I've been mulling this problem over for days. How can she do this? Pretend to know our struggles? How can any parent of a special needs child ramp up her professional life right at the moment she should be taking a leave of absence? (Or at least as her husband should, but neither is to my knowledge).
I can't figure out the mystery. Who is dragging their son to all those appointments? Who is talking to him and playing with him regularly to make sure all those neural connections develop properly? (If the brain doesn't receive the proper kind of stimulation, those neural pathways will be lost forever. Scientists now insist that the course of a child's life hangs on these important first months and years.). Who is meeting once or twice a week with early intervention staff to make sure that the family follows through with suggestions and therapeutic activities? And who is following through?
Palin can't know my struggles. If someone had asked me to so much as join the PTO when my special needs son was a baby I would have laughed, (or cried -- probably the latter).
Studies show that many fathers mysteriously become very busy when special needs children are born. The stress of the extra work at home, the dramas of discussion with doctors with its mixture of bad and good news, the new lists of twenty things parents are supposed to be doing, the endless visits to therapists, facing the stressed-out wife in tears by dinner, is too much for some to handle. Work is a safe haven from the chaos of the special needs family life.
But if there is a percentage of parents who retreat to work when they have special needs children, isn't Sarah Palin one of them? What makes the problem convoluted, like something Orwell described in his coining of the term "doublespeak" is the way that Sarah Palin pretends to be the kind of mother who is on the front lines. Instead, she stands on a podium with this child as if he is a trophy of her domesticity, without admitting that she often works 800 miles from her family home, and now will be on a campaign trail for weeks. By doing this, she mocks me and all the parents of special needs children who have given up years of our lives to protect the dignity and futures of our children.

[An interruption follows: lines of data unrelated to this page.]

PR #723, opened 2025-04-01
fix: bump version to match with 0.28.5 release

chenrui333:
👋 patch the version info again :)

https://github.com/Homebrew/homebrew-core/pull/217509


emdoyle:
:man_facepalming: my bad this happened again!

IIUC this change will make it to homebrew due to the patch pointing to this commit?

emdoyle (approved):

PR #799, opened 2025-06-17
require repo for git ignores

altendky:
I have a repo rooted at my home directory.  I have a `~/.gitignore` with `**/**` in it.  I have my git clones mostly located under `~/repos/tach` and similar.  tach was looking beyond the git clone repos and finding the `~/.gitignore` and ignoring all files instead of analyzing them.  This seems to still respect the 'local' `.gitignore` files while not processing the `~/.gitignore` that is beyond the root of the project work tree.


altendky:
and yes, i did see the note about being unmaintained.  just figured i'd put this on the record regardless.

Issue #854, opened 2025-11-19
document that tach can be configured in `pyproject.toml`


DetachHead:
Transferred from: https://github.com/DetachHead/dtach/issues/16

as far as i can tell the docs only mention `tach.toml`, but it can be configured using `pyproject.toml` as well

PR #883, opened 2025-12-08
Add support for dependency groups

mluogh-xdof:
References https://github.com/tach-org/tach/issues/565

Add basic support for including dependency groups when using `check-external`. When the bool is set to true, the set of declared dependencies includes everything in all the dependency groups.

This should be a no-op by default as it is `default` (false). 

If desired, later on we can do something more advanced like what the FR requests, but this would be enough for my use right now.

### DIFF
--- a/pyproject.toml
+++ b/pyproject.toml
@@ -1,6 +1,6 @@
 [project]
 name = "tach"
-version = "0.32.2"
+version = "0.33.0"
 authors = [
     { name = "Caelean Barnes", email = "caeleanb@gmail.com" },
     { name = "Evan Doyle", email = "evanmdoyle@gmail.com" },


src/external/parsing.rs
```diff
@@ -95,6 +108,59 @@ fn extract_deps_from_value(dependencies: &mut HashSet<String>, deps: &Value) {
...
+
+    let Some(group_value) = groups.get(group_name) else {
+        return;
+    };
+
+    let Some(group_array) = group_value.as_array() else {
+        return;
+    };
+
+    const EXCLUDED_DEPS: [&str; 3] = ["python", "poetry", "poetry-core"];
```
DetachHead: idk about hardcoding specific dependencies like this
- would `python` itself ever even be declared in a dependency group? in my projects (that use uv) the python version is specified using `requires-python`
- poetry (and other similar tools such as uv) shouldn't be installed in dependency groups because they are managed by the tool itself right? or does poetry do it differently? it's been years since i've used poetry so i might be misremembering how it works

src/external/parsing.rs
```diff
@@ -195,3 +261,147 @@ pub fn parse_requirements_txt(requirements_path: &Path) -> Result<HashSet<String
...
+        let content = r#"
+[project]
+name = "test"
+
+[dependency-groups]
+test = ["pytest", {include-group = "nonexistent"}]
+"#;
+        let file = create_temp_pyproject(content);
+        // Should not fail, just skip the missing group
+        let result = parse_pyproject_toml(file.path(), true).unwrap();
```
DetachHead: it should fail imo

src/external/parsing.rs
mluogh-xdof: I am a UV user myself, so also not familiar with poetry. 

My understanding from reading similar code in this file is that poetry will declare these as dependencies under 
[tool.poetry.dependencies] causing failures if you run it with `--exact` since those dependencies are not used in code.

However I guess it wouldn't exist in the [dependency-groups]

public/tach-toml-schema.json
```diff
@@ -249,6 +249,18 @@
...
+          "type": "array",
+          "items": {
+            "type": "string"
+          },
+          "description": "List of module:name pairs to rename imports (e.g. 'PIL:pillow')"
+        },
+        "include_dependency_groups": {
+          "type": "boolean",
+          "default": false,
+          "description": "Include dependencies from PEP 735 [dependency-groups] in pyproject.toml"
```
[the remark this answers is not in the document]
mluogh-xdof: That should be under external (starts at L243)

public/tach-toml-schema.json
```diff
@@ -249,6 +249,18 @@
...
+        },
+        "rename": {
+          "type": "array",
+          "items": {
+            "type": "string"
+          },
+          "description": "List of module:name pairs to rename imports (e.g. 'PIL:pillow')"
+        },
+        "include_dependency_groups": {
+          "type": "boolean",
```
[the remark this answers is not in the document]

"So are you saying that special needs children are solely the responsibility of mothers?" the feminist in me perseverates. "No! They are not," she insists. "But Palin parades her Down syndrome child at a convention, in an environment wholly hostile to a baby's delicate nervous system. She displays a teenager equally vulnerable, (and quite possibly a teenager who lacks proper guidance), while the baby lies in someone else's arms (ironically, that very teenager), a baby who lies limp-headed, ignored even while being starred at, surrounded by crowds of people who seem oblivious to the truth, that family values have skipped town in the arms of ambition.